4.3.6 Regularization (or keeping parameters in line)

When we are fitting the model to participants from whom we have only a few trials (e.g., a few dozen), then it is possible for the maximum likelihood parameters to be very bizarre. This is because the parameters are just fitting the idiosyncratic noise in the data. One way to counteract this would be to place hard constraints on how large each parameter can get (all the parameters are such that zero is as small as they can get). The problem with this approach is that the exact choice of constraint may matter and it is difficult to justify. Moreover, it may well be that a participant really is best characterized by a “bizarre” parameter value and we do not want to rule those out completely.

An alternative approach is to place soft constraints on the parameters. This is called regularization, because parameter estimates are regularized toward “regular” values when the data are ambiguous. Regularization is, in fact, the same idea as placing a prior distribution in a Bayesian analysis. The prior distribution acts to regularize the resulting parameter estimates so that they tend not to over-fit noise in the data.

For the purpose of estimating the EBRW, I chose the following prior distributions for each free parameter. These priors encourage the parameters not to get too bizarre but do not entirely prevent that from happening if the data require it.

log_prior <-
    # Prevents from getting too large
    dexp(retrieval_rate, rate = 1 / 50, log = TRUE) +
    # Prevents from getting too large
    dexp(boundsep, rate = 1 / 50, log = TRUE) +
    # Prevents from getting too close to 0 or 1
    dbeta(bias, shape1 = 1.01, shape2 = 1.01, log = TRUE) +
    # Prevents from getting too close to 0 or 1 (notice the division below)
    dbeta(resid / min_rt, shape1 = 1.01, shape2 = 1.01, log = TRUE) +
    # Prevents from getting too large or small (Gamma distribution has mode = 1, SD = 1)
    dgamma(strength1, shape = 2.618, rate = 1.618, log = TRUE) +
    # Prevents from getting too large or small (Gamma distribution has mode = 1, SD = 10)
    dgamma(specificity, shape = 1.1, rate = 0.1, log = TRUE) +
    # Prevents from getting too close to 0 or 1
    dbeta(specificity_diff, shape1 = 1.01, shape2 = 1.01, log = TRUE) +
    # Prevents from getting too large
    dexp(within_sim, rate = 1 / 20, log = TRUE) +
    # Prevents from getting too large
    dexp(criterion, rate = 1 / 20, log = TRUE)

Notice that the quantity log_prior is the sum of the log-priors for each EBRW parameter. We will incorporate log_prior into the negative summed log-likelihood that the function returns.

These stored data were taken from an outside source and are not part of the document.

PR #1298, opened 2022-01-14
Close #1257 - Fix broken login messages

### LINKED ISSUE #1257: Login Error Reporting Broken
image

It should say something like `user does not exist or incorrect password`.

flacial:
I'm not certain what the initial graphQL error responses were, but currently they only include the wanted messages `User does not exist` instead of `UserInputError: User does not exist`.

`const formattedMessage = message.split(':')[1]`

There's no element in the first index, hence the `undefined` message. `message` will be used as the alert text directly.

Before:
image

After:
image

**Demo:** [Link](https://c0d3-app-ak90eft7h-c0d3.vercel.app/login)


flacial:
Fixing it.

songz (approved):

mino323 (approved):

PR #1302, opened 2022-01-15
Close #1181 - Go back button isn't working as intended in some cases

### LINKED ISSUE #1181: "Go back" button does not work correctly for certain circumtances
Currently the `Go back` button is implemented by using `router.back`, which executes `history.back`. According to [the docs](https://developer.mozilla.org/en-US/docs/Web/API/History/back), `if there is no previous page, this method call does nothing.`

Consider these scenarios:

1) User is on `facebook.com`, then decides to enter https://www.c0d3.com/review/js4 into the address bar. When the user lands on https://www.c0d3.com/review/js4, if they click `go back`, the user will go back to `facebook.com`. I think it's weird for the `go back` button to redirect you to the last website you were on, even if it wasn't c0d3.com

2)  A user is on discord and notices a submission review post by the c0d3 bot. The user clicks on the link to review -- clicking on the link opens up a new tab for the user. When on the review page, if the user clicks `go back`, then nothing will happen because the first history of that tab is opening the review page. The button should do something when clicked, or else it can be perceived as broken

Here is where the `Go back` button is implemented:
https://github.com/garageScript/c0d3-app/blob/39e250c47adb3d4ed137d311c6db9dc3305be992/components/LessonTitleCard.tsx#L50

# Proposals

1) If a user clicks `go back` but the redirection url is not `c0d3.com` domain, then redirect go c0d3 homepage. If there is no `history` for the `go back` button to utilize to redirect, then just redirect back to c0d3 homepage

flacial:
Issue: #1181

When "Go back" button in Learn page and any of the lessons is clicked, it goes back to whatever previous route despite it being c0d3.com or google.com

Before: 

1. I'm here (GitHub)
2. Went to https://www.c0d3.com/curriculum/js0 OR https://www.c0d3.com/docs/learn
3. Clicked "Go back"
4. **Goes back to here again (GitHub)**

After: 

1. I'm here (GitHub)
2. Went to https://c0d3-app-lvfonog2g-c0d3.vercel.app/curriculum/js0 OR https://c0d3-app-lvfonog2g-c0d3.vercel.app/docs/learn
3. Clicked "Go back"
4. **Goes back to `/`** (If logged in, it'll redirect to `/curriculum`, else `/`)


flacial:
I was almost going to include another issue's changes here. I think to create two PRs, I would have to make each one from its own branch and merge them with master once they are done, like in the C0D3 challenges submissions.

Doing so has the effect of forcing the optimization to find parameters that achieve the best possible balance between the likelihood and the regularizing prior.

4.3.7 Error-checking and the final result

As part of filling in the blanks for the final step, in which we return the final result, it is important for us to do some error checking. Sometimes, a particular combination of parameters will make it impossible for the WienerPDF function to calculate the log-likelihood. When that happens, it gives an error. In essence, such a result tells us that the model cannot work with that combination of parameters. Thus, rather than an “error”, that is really telling us that we should assign zero likelihood to that set of parameters, which is equivalent to a log-likelihood of \(-\infty\).

We can do that kind of check in R by putting the WienerPDF function call within try(). If the WienerPDF function gives an error, then the result that gets stored in trial_wiener is also an error. Otherwise, it just gives us the log-likelihoods that we want.

Let’s set up an “if…else” structure to do this check:

trial_wiener <- try(WienerPDF(t = rt, response = resp + 1, a = trial_standard_boundsep, v = trial_standard_drift, w = bias, t0 = resid))

if (class(trial_wiener) == "try-error") {
    trial_log_likelihood <- -Inf
} else {
    trial_log_likelihood <- trial_wiener$logvalue
}

You will notice, too, that the log-likelihoods that we want are stored under the name logvalue in the list that is returned by the WienerPDF function.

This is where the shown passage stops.